J'ai pensé que vous voudriez en profiter.

Lien App Store vers QuickScan

PS : désolé si ce n'est pas le bon endroit, il me semblait qu'il existait un post "Les créations des membres" auparavant, mais je ne l'ai pas retrouvé


----------



## Gwen (19 Mai 2020)

Merci pour cette application. C'est simple et efficace.


----------



## vomi (24 Mai 2020)

Merci gwen. J'aurais du préciser dans le titre que c'était gratuit, il y aurait certainement eu plus de réactions


----------



## Gwen (24 Mai 2020)

Je ne suis pas certain que le fait de mettre gratuit (que je viens de rajouter), va t'apporter plus de réaction. Même si ta démarche est intéressante, cela reste de la pub    

sinon, j'ai continué de tester et c'est vraiment sympa. Surtout , l'OCR marche très bien.


----------



## vomi (25 Mai 2020)

Merci pour l'ajout et pour les tests. L'OCR donne de bons résultats, d'autant plus avec un iPhone/iPad récent (bon capteur).

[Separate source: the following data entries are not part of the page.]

PR #570, opened 2020-02-17
Fix babel cache bleed

### LINKED ISSUE #568: Specifying `commonjs` as one of the output formats forces generators to compile to regenerator runtime
`--format modern,es,umd`

generators are left untouched

`--format modern,es,umd,cjs`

Je précise bien que je partage gratuitement une app créée pour mes besoins, sans achats intégrés, et sans pubs dans l'app.
En passant, l'app est maintenant en version 1.1, avec la possibilité de naviguer entre les pages du scan (si multi-pages bien sûr).


----------



## fuch (26 Mai 2020)

Merci pour l'app, c'est très bien fait.

L'OCR en français ne marche malheureusement pas très bien (langage juridique). Je me réjouis des prochaines mises à jour.


----------



## vomi (27 Mai 2020)

Bonjour Fuch,
merci pour ton retour.
Je suis surpris de tes résultats pour l'OCR qui diffèrent des autres retours que je reçois. Afin de bien comprendre, peux-tu me communiquer les infos suivantes :

avec quel appareil as-tu pris la photo ? (iPhone/iPad, quel modèle ?)
la qualité de la photo est-elle correct ? Y avait-il une lumière correcte lorsque tu as pris la photo ?
les caractères du document sont-ils très petits ?
as-tu essayé en désactivant l'option "dictionnaire anglais" ?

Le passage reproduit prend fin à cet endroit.